:: SUPPLIED DATA

PR #245, opened 2024-07-18
Storage operation integrity checks

simondeziel:
This is just the first cut at storage operation integrity checks. I intend to implement your `lxc file mount` suggestion for containers in a future PR but if you prefer it to be bundled here, that's OK too.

::::

TASK STATEMENT:
Please find every line in the listing that holds the string "operation" and copy it.

TASK OUTPUT:
Storage operation integrity checks
This is just the first cut at storage operation integrity checks. I intend to implement your `lxc file mount` suggestion for containers in a future PR but if you prefer it to be bundled here, that's OK too.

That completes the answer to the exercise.